— WHAT YOU WILL DO —
All of the data needs to be repeated exactly.

---- EXERCISE DATA

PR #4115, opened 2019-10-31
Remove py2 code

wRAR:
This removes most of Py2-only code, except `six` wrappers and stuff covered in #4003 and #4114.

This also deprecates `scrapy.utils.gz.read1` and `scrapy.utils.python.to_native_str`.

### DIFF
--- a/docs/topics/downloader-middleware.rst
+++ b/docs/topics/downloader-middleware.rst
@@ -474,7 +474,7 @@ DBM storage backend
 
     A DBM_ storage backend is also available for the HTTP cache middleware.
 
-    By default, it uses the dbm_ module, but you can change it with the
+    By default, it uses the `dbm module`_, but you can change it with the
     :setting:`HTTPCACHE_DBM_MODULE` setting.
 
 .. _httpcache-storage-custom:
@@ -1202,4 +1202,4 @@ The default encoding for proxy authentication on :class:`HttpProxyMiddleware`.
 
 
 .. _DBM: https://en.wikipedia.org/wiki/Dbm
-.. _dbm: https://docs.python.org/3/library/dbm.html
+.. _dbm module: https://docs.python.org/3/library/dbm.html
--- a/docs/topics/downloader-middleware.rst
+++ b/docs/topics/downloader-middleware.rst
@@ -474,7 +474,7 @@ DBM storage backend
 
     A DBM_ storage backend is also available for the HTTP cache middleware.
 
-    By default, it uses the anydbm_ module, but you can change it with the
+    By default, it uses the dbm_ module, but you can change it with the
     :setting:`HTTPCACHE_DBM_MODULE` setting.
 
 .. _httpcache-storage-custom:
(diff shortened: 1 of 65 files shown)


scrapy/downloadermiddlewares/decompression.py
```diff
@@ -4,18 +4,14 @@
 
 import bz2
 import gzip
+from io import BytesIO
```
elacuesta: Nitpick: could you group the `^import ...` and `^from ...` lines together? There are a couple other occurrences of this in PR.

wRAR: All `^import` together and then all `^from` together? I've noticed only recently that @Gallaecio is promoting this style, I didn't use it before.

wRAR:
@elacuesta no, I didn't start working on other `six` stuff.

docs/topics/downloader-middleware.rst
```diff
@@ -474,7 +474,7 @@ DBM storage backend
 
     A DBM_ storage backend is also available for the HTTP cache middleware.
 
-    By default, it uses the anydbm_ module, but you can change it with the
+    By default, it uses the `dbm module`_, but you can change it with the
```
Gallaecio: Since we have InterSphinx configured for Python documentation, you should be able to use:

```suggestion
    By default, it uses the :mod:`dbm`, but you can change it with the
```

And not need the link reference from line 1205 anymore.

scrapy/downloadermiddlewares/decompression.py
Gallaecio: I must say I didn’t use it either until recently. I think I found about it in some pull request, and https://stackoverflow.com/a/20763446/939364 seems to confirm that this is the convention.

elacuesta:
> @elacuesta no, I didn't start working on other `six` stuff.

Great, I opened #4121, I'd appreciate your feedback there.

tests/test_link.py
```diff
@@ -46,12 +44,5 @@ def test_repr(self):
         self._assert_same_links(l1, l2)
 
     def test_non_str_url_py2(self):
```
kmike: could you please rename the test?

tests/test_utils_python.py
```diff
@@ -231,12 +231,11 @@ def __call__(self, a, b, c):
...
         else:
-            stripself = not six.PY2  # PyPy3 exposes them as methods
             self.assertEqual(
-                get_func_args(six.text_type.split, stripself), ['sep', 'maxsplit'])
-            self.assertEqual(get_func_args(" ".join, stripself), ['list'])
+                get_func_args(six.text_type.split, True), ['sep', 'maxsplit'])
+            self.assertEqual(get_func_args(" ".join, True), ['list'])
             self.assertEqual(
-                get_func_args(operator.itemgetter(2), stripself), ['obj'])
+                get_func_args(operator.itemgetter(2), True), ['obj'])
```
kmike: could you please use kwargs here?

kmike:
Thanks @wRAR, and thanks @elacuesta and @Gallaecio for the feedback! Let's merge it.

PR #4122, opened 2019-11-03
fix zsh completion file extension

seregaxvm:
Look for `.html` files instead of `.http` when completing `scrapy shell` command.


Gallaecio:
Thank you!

--------

— WRITTEN SOLUTION —
PR #4115, opened 2019-10-31
Remove py2 code

wRAR:
This removes most of Py2-only code, except `six` wrappers and stuff covered in #4003 and #4114.

This also deprecates `scrapy.utils.gz.read1` and `scrapy.utils.python.to_native_str`.

### DIFF
--- a/docs/topics/downloader-middleware.rst
+++ b/docs/topics/downloader-middleware.rst
@@ -474,7 +474,7 @@ DBM storage backend
 
     A DBM_ storage backend is also available for the HTTP cache middleware.
 
-    By default, it uses the dbm_ module, but you can change it with the
+    By default, it uses the `dbm module`_, but you can change it with the
     :setting:`HTTPCACHE_DBM_MODULE` setting.
 
 .. _httpcache-storage-custom:
@@ -1202,4 +1202,4 @@ The default encoding for proxy authentication on :class:`HttpProxyMiddleware`.
 
 
 .. _DBM: https://en.wikipedia.org/wiki/Dbm
-.. _dbm: https://docs.python.org/3/library/dbm.html
+.. _dbm module: https://docs.python.org/3/library/dbm.html
--- a/docs/topics/downloader-middleware.rst
+++ b/docs/topics/downloader-middleware.rst
@@ -474,7 +474,7 @@ DBM storage backend
 
     A DBM_ storage backend is also available for the HTTP cache middleware.
 
-    By default, it uses the anydbm_ module, but you can change it with the
+    By default, it uses the dbm_ module, but you can change it with the
     :setting:`HTTPCACHE_DBM_MODULE` setting.
 
 .. _httpcache-storage-custom:
(diff shortened: 1 of 65 files shown)


scrapy/downloadermiddlewares/decompression.py
```diff
@@ -4,18 +4,14 @@
 
 import bz2
 import gzip
+from io import BytesIO
```
elacuesta: Nitpick: could you group the `^import ...` and `^from ...` lines together? There are a couple other occurrences of this in PR.

wRAR: All `^import` together and then all `^from` together? I've noticed only recently that @Gallaecio is promoting this style, I didn't use it before.

wRAR:
@elacuesta no, I didn't start working on other `six` stuff.

docs/topics/downloader-middleware.rst
```diff
@@ -474,7 +474,7 @@ DBM storage backend
 
     A DBM_ storage backend is also available for the HTTP cache middleware.
 
-    By default, it uses the anydbm_ module, but you can change it with the
+    By default, it uses the `dbm module`_, but you can change it with the
```
Gallaecio: Since we have InterSphinx configured for Python documentation, you should be able to use:

```suggestion
    By default, it uses the :mod:`dbm`, but you can change it with the
```

And not need the link reference from line 1205 anymore.

scrapy/downloadermiddlewares/decompression.py
Gallaecio: I must say I didn’t use it either until recently. I think I found about it in some pull request, and https://stackoverflow.com/a/20763446/939364 seems to confirm that this is the convention.

elacuesta:
> @elacuesta no, I didn't start working on other `six` stuff.

Great, I opened #4121, I'd appreciate your feedback there.

tests/test_link.py
```diff
@@ -46,12 +44,5 @@ def test_repr(self):
         self._assert_same_links(l1, l2)
 
     def test_non_str_url_py2(self):
```
kmike: could you please rename the test?

tests/test_utils_python.py
```diff
@@ -231,12 +231,11 @@ def __call__(self, a, b, c):
...
         else:
-            stripself = not six.PY2  # PyPy3 exposes them as methods
             self.assertEqual(
-                get_func_args(six.text_type.split, stripself), ['sep', 'maxsplit'])
-            self.assertEqual(get_func_args(" ".join, stripself), ['list'])
+                get_func_args(six.text_type.split, True), ['sep', 'maxsplit'])
+            self.assertEqual(get_func_args(" ".join, True), ['list'])
             self.assertEqual(
-                get_func_args(operator.itemgetter(2), stripself), ['obj'])
+                get_func_args(operator.itemgetter(2), True), ['obj'])
```
kmike: could you please use kwargs here?

kmike:
Thanks @wRAR, and thanks @elacuesta and @Gallaecio for the feedback! Let's merge it.

PR #4122, opened 2019-11-03
fix zsh completion file extension

seregaxvm:
Look for `.html` files instead of `.http` when completing `scrapy shell` command.


Gallaecio:
Thank you!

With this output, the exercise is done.